# Realtor question



## doozie (May 21, 2005)

Did your realtor thank you for your business?
We know someone who just sold a home, and have not heard a word from the listing realtor since the closing. It was an easy listing and sold within about 6 months. All contact from the listing date was via email too. I would expect a thanks for your business call or note.


----------



## tarbe (Apr 7, 2007)

I have bought and sold 12 properties, 11 times involved a Realtor. They always thanked me for the transaction.


----------



## MissKitty (Mar 16, 2005)

We have got a great real estate lady!...Very good friend...They would not have my business if there was no thank yous...that is just good manners...Thank yous should come from both parties...:nanner:


----------



## Catalpa (Dec 18, 2011)

My realtor does really nice thankyous - hefty gift certificate to a local orchard!


----------



## mekasmom (Jan 19, 2010)

Our realtor buys housewarming gifts when you move. She got us a cute little craft item last time we used her services.


----------



## Bluesgal (Jun 17, 2011)

The ones that do their jobs properly, do thank their clients. 

Some go above and beyond. I referred a friend to my RE Agent and recieved a thank you card with a gift card.


----------



## blufford (Nov 23, 2004)

I got a Christmas card from my realtor for several years after doing business with her.


----------



## TenBusyBees (Jun 15, 2011)

A thank you card with a hand written note as well as a housewarming gift.... she also sends us a Christmas card each year.


----------



## Evons hubby (Oct 3, 2005)

I pretty much always thanked all parties involved with a successful closing. I dont recall ever giving gifts though, (that was illegal in my state back then), except to the lady that bought my first listing. She was such a sweetie throughout the whole thing... I risked my license and gave her a loaf of our homemade bread. What I did find interesting... and was legal.... was that most of my customers, and clients as well, would present me with gifts, take me and the wife out to dinner, and such things as that. I recall one fellow in particular. He had looked for property for quite some time and when he finally found what he wanted (not a listed property) he came by the office one day and gave me a very handsome "tip" for all the advise and effort I had given him during his search. During my 11 years as an agent I sold a lot of property to a lot of folks here in south central Ky (several who post here on HT even) and my best reward of all has been the friendships formed. Meeting those folks at the post office, or the grocery store, or the feed store, finding out how their plans are progressing, swapping recipes or just reminiscing in general. I gained a lot of great neighbors. (and a couple of knot heads) I do miss that line of work. Even the bankers and lawyers!


----------



## old school (Aug 26, 2012)

:heh:A thank you now days thats a lot to ask for:hammer:


----------



## NorthCountryWd (Oct 17, 2008)

I used a Realtor on my first house purchase 18 years ago (bought and sold myself since) and he still sends me Christmas and Birthday cards thanking me for the business.


----------



## ChristieAcres (Apr 11, 2009)

I send homemade photo cards to thank my Clients, in addition to gifting them after the Closing. Since I am into gardening/propagation/garden consulting, I offer plants, bushes, or vines, and also free garden consulting. If that isn't their bag, then a gift certificate of some kind. If they need a steel gate or railing, they get a gift certificate for my DH's biz, Christie IronWorks.


----------



## KnowOneSpecial (Sep 12, 2010)

With our first house we got a Thank You card and a $50 gc to Home Depot. When we sold that house we listed it with a realtor from our Sunday School class. Not only did he give us a Thank you card he and his wife organized a whole church send off party and the SS class gave us a porch swing. 
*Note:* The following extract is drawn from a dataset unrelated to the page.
PR #4004, opened 2025-04-16
fix: remove unnecessary alt text

fdalcin:
Partial fix for pressbooks/private#1581

This PR removes all alt text from the images in the dashboard since all of them are decorative.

The realtor that listed this house keeps in touch with us. This house was in his wife's family for 4 generations and his MIL still stops by every so often to see how we're doing. He's a good one for references to plumbers, contractors, etc.


----------



## rickfrosty (Jun 19, 2008)

doozie said:


> Did your realtor thank you for your business?
> We know someone who just sold a home, and have not heard a word from the listing realtor since the closing. It was an easy listing and sold within about 6 months. All contact from the listing date was via email too. I would expect a thanks for your business call or note.
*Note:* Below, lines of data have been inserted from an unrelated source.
PR #4008, opened 2025-04-16
fix: make PHP compatibility error handler filterable

SteelWagstaff:
Remove hardcoded paths from PHP deprecation notice error handling. Adjust env variable name to make generic. Add a function that filters user provided paths to handle future deprecation notices.


inc/utility/class-errorhandler.php
```diff
@@ -16,39 +16,50 @@ class ErrorHandler {
...
+                return true;
+            }
+        }
 
-		return E_DEPRECATED === $errorno && count( $is_errfile_in_silenced_path ) > 0;
+		return false;
 	}
 
+    protected function getPathsToSilence(): array {
+        $paths = [
```
SteelWagstaff: there are no known paths that produce current PHP deprecation notices, so I emptied out the array and provide a filter to allow anyone to add their own paths

inc/utility/class-errorhandler.php
```diff
@@ -16,39 +16,49 @@ class ErrorHandler {
 	static public function init() {
 		if ( is_null( self::$instance ) ) {
 			self::$instance = new self();
-			set_error_handler( [ self::$instance, 'silenceDeprecationsNotices' ] );
+			set_error_handler( [ self::$instance, 'silenceDeprecationNotices' ] );
```
SteelWagstaff, line 19: fix typo

arzola (approved):
LGTM I added tests and improved the logic

inc/utility/class-errorhandler.php
```diff
@@ -16,39 +16,47 @@ class ErrorHandler {
...
-	 * @return bool
+	 * @param int $errorno Only E_DEPRECATED errors are considered.
+	 * @param string $errfile Used to check source path.
+	 * @return bool True to suppress, false to allow.
 	 */
-	public function silenceDeprecationsNotices( int $errorno, string $errstr, string $errfile, int $errline ): bool {
-		if ( env( 'WP_ENV' ) === 'development' && env( 'DISPLAY_PHP8_1_DEPRECATIONS' ) === true ) {
+	public function silenceDeprecationNotices( int $errorno, string $errfile ): bool {
+		if ( env( 'WP_ENV' ) === 'development' && env( 'DISPLAY_PHP_DEPRECATIONS' ) !== true ) {
+			return true;
```
arzola, line 35: This is the right logic, we want to return true (silence errors) if 'development' and DISPLAY_PHP_DEPRECATIONS is not true (meaning not defined or false)

arzola: Please test @SteelWagstaff this on your local I think this is the expected behaviour

SteelWagstaff: Well, let me think about this. Where do we want to silence deprecation notices? I think we always want to silence them except for 
development environments (condition 1) 
where DISPLAY_PHP_DEPRECATIONS is explicitly set to true (condition 2). 

If we're in staging or production environments, we never want to show deprecation notices to users. In dev environments, we only want to show them if the developer sets an environment variable to show them. 

Otherwise the function should return true and notices should be silenced. I think we had it right originally. 

The reason why this is confusing is that the function is named 'silence' notices, not 'show' notices.

arzola (changes requested):
Let's discuss about this first

SteelWagstaff:
@arzola can we merge this?

arzola (approved):

PR #4010, opened 2025-04-18
fix: prevent horizontal overflow of admin top bar

greatislander:
Resolves pressbooks/private#1585.


richard015ar (approved):
It works as expected, thank you @greatislander 
Screenshot 2025-04-22 at 8 22 52 AM

richard015ar:
I found an unexpected bug after this change. If you hover on the "Administer Network" top bar menu item or the "My Books" one and you have books, a vertical scroll appears at the top and the sub-items menu are not visible"
Screenshot 2025-04-22 at 8 48 53 AM

@arzola is it ok if I revert this PR? Or do we need to do something before this?

arzola:
I think we should revert that in order to unblock all other items ready to release @richard015ar

greatislander:
Ah darn. Okay, I'll look into this further.

fdalcin:
> Ah darn. Okay, I'll look into this further.

Hey @greatislander I've opened this PR which I think fixes it https://github.com/pressbooks/pressbooks/pull/4015. It does some other things like fixing linting and bumping dependencies. But it should fix the overflow issue as well.

greatislander:
@fdalcin can you request my review on that one?

fdalcin:
Done

fdalcin:
@greatislander done!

We have to speak to a REALLY lot of people - it is easy to get in the habit of emailing (which is totally non-intrusive too).
One recent buyer took me for guided fly-fishing on the legendary natural trout river the Magalloway here, then later, when he came up from PA to new (to them) house again they drove 50 mi. one way to take me to lunch .
Guy was a rig though - I did earn that stuff as well as commish. on $190k house because though he was a really smart fellow & had had an interesting life - he talked about himself all day long & each person we met had to hear at least 4 to 6 of the same freakin stories !!!??? Sometimes I thought my head was going to 'splode' ?? LOL


----------